Saturday, August 16, 2008

Cancer On 120 Grams of Protein A Day

When I was pregnant, my diet wasn't good. The What To Expect When You're Expecting, superior-type granolas would not have approved! But I was very scrupulous about my daily vitamins, extra folic acid, and calcium. Almost the day after I had my baby, however, my discipline toward supplements dropped off to nothing. With the pressure of gestating a human off me, I felt free to slack off.

Even before my cancer diagnosis I had returned — somewhat happily — to a new regime of taking supplements for so-called brain health, mostly vitamins and some amino acids (like tyrosine and GABA+). When I was diagnosed, I snagged an appointment with Mr. Sought-After Nutritionist, Ph.D. Sought-After added some things to my regimen, namely taurine, glutamine, CoQ10, and melatonin.

Taurine is one of the things in the energy drink, Red Bull (ew).

Glutamine powder, mixed in a small amount of water, supposedly grows a barrier on the gut and helps with neuropathy (tingling in the extremities). I know that when I was on chemo if I missed one of my thrice-daily doses of glutamine, my burned-from-the-inside-out feeling got worse. I never had any mouth sores nor any neuropathy, which are common side effects of chemo. Glutamine has the texture of that same grit they use to polish your teeth when you go to the dentist, but very little taste. It doesn't stay in suspension very long, so it helps to down it fast from a tiny Dixie cup. My brother called it booger juice, but it really didn't bother me to use it. Its benefits were so noticeable.

CoQ10 supports the soft tissues and protects heart health. High quality CoQ10 is not cheap. I had to avoid it and my vitamins the day before, the day of, and the day after a chemo infusion so as to not interfere with the cancer treatment. My heart used to be healthy before they gave me chemotherapy and I'd like to think it's still all right.

Melatonin had kind of a heyday about 15 years ago or so as an insomnia fighter. It doesn't cause drowsiness. It seems to work by sitting on estrogen receptor sites and cuts down on estrogen in the body. Estrogen keeps women awake at night, and it fuels tumors.

I also added DIM, another supplement that has a role in estrogen processing. It's not cheap to use it, either. Luckily, our health plan offers a discount on this particular supplement.

My new regimen also included a low glycemic diet, which indicates no tropical fruit or white flour. No salads made of leaf lettuce — too dirty for a person with a compromised immune system. Add 8 oz of a processed tomato product every day — lycopene fights cancer. Eat 120 grams of protein daily — all kinds, all sources, including red meat twice a week.

This last one was much harder to do than you would think. For example, 8 oz of red meat only has about 64 grams of protein. You still have another 60 to go. Eat a pound of steak, then? Maybe not.
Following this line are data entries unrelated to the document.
PR #366, opened 2025-11-28
feat(email): Thread metadata in previews

evanhutnik:
`Hello, World!`

## Summary

Returning thread metadata in email previews. Peter requested these values get returned in the FE so they can potentially use them for filtering email threads between `Important` and `Other` soup views.

The metadata is as follows:
```rust
pub struct EmailThreadPreviewMetadata {
    // if user has previously emailed any sender in the thread
    pub known_sender: bool,
    // if any email contains a <table> html tag
    pub tabular: bool,
    // if any email contains a calendar invite
    pub calendar_invite: bool,
    // if any sender in the thread is a generic email
    pub generic_sender: bool,
}
```
This metadata is determined after the fetching of the email preview objects, concurrently with the other values we fetch for the threads (attachments, participants, labels, frecency scores). I did some testing and the fetching of this new metadata was never slower than the slowest of the other things being fetched, so it should never impact the speed of email preview retrieval.

### DIFF
--- a/rust/cloud-storage/email/src/domain/models.rs
+++ b/rust/cloud-storage/email/src/domain/models.rs
@@ -124,16 +124,16 @@ impl SortOn<SimpleSortMethod> for EnrichedEmailThreadPreview {
     }
 }
 
-// derived metadata for the email thread that the FE uses for filtering
+/// derived metadata for the email thread that the FE uses for filtering
 #[derive(Debug, Clone, Default)]
 pub struct EmailThreadPreviewMetadata {
-    // if user has previously emailed any sender
+    /// if user has previously emailed any sender
     pub known_sender: bool,
-    // if any email contains a <table> html tag
+    /// if any email contains a <table> html tag
     pub tabular: bool,
-    // if any email contains a calendar invite
+    /// if any email contains a calendar invite
     pub calendar_invite: bool,
-    // if any sender is a generic email
+    /// if any sender is a generic email
     pub generic_sender: bool,
 }
 
--- a/rust/cloud-storage/email/src/domain/service.rs
+++ b/rust/cloud-storage/email/src/domain/service.rs
@@ -1,3 +1,5 @@
+mod preview_metadata;
+
 use crate::domain::{
     models::{
         EmailErr, EnrichedEmailThreadPreview, GetEmailsRequest, PreviewCursorQuery, UserProvider,
@@ -16,8 +18,8 @@ use uuid::Uuid;
 
 #[derive(Clone)]
 pub struct EmailServiceImpl<T, U> {
-    pub(crate) email_repo: T,
-    pub(crate) frecency_service: U,
+    email_repo: T,
+    frecency_service: U,
 }
 
 impl<T, U> EmailServiceImpl<T, U>
--- a/rust/cloud-storage/email/src/inbound/axum/api_types.rs
+++ b/rust/cloud-storage/email/src/inbound/axum/api_types.rs
@@ -185,13 +185,13 @@ pub enum ApiLabelType {
 #[cfg_attr(feature = "ai_schema", derive(schemars::JsonSchema))]
 #[dg(backward = EmailThreadPreviewMetadata)]
 pub struct APIEmailThreadPreviewMetadata {
-    // if user has previously emailed any sender in the thread
+    /// if user has previously emailed any sender in the thread
     pub known_sender: bool,
-    // if any email contains a <table> html tag
+    /// if any email contains a <table> html tag
     pub tabular: bool,
-    // if any email contains a calendar invite
+    /// if any email contains a calendar invite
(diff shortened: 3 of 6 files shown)


rust/cloud-storage/email/src/domain/models.rs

Check the nutrition information on a food label some time and you can see how difficult this really is. I'm pretty sure I mostly did not ever get up to 120 grams of protein every day. I bet I got half of that. It's a pain in the neck to keep track of. I can only drink so many whey protein smoothies before I feel annoyed about it. A great protein source is that Fage Greek yogurt — 15 grams in a serving! The word is out about Fage. HEB was totally out of it when I went there the other day. But even so, you still have about 100 grams of protein to consume, somehow.

I'm talking in past tense because, with the horrid chemo out of my life and that crisis now over, I feel pretty slacker-ish again. When will I ever learn? A fellow cancer patient recently admitted to me that she, too, is often AWOL from her supplements. How much better could she feel if she would just get on board and stay there? As you can see, there is a lot of self-reprimanding we do. We have to be model patients, after all. We have to do our cancer the right way. Everyone's looking. I'm supposed to still be on all of this stuff, all the way through radiation.
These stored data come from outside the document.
PR #370, opened 2025-11-28
fix(email-service): Filter out drafts for shared threads

evanhutnik:
## Summary

When viewing a thread that was shared with you, we should not include the thread owner's draft emails.

### DIFF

I wistfully nibbled only a little salad when I was on chemo, dreaming of the day it was no longer off limits to me. I'm a little surprised that I'm not enjoying it now the way I thought I would. I nearly forget to buy lettuce when I shop now, having steered clear of it for six months. Organic leaf lettuce has gone up since I last bought it, I was kind of shocked. I'm also still skipping eating bananas, melon, and pineapple. After you eliminate something from your diet, it's harder to return to it than you think.

My taste buds aren't wrecked anymore, with chemo over, and that metallic taste is gone. But I still feel like I'm not really experiencing food the same way I did before I began to be treated for cancer. My late therapist described the condition of depression as, "The salt is gone out of life." I still feel like the salt is gone out of eating. It holds so little pleasure, not in its anticipation, nor in its reality.

Some of this could be attributable to our household's new, gluten-free regimen. But that is another story.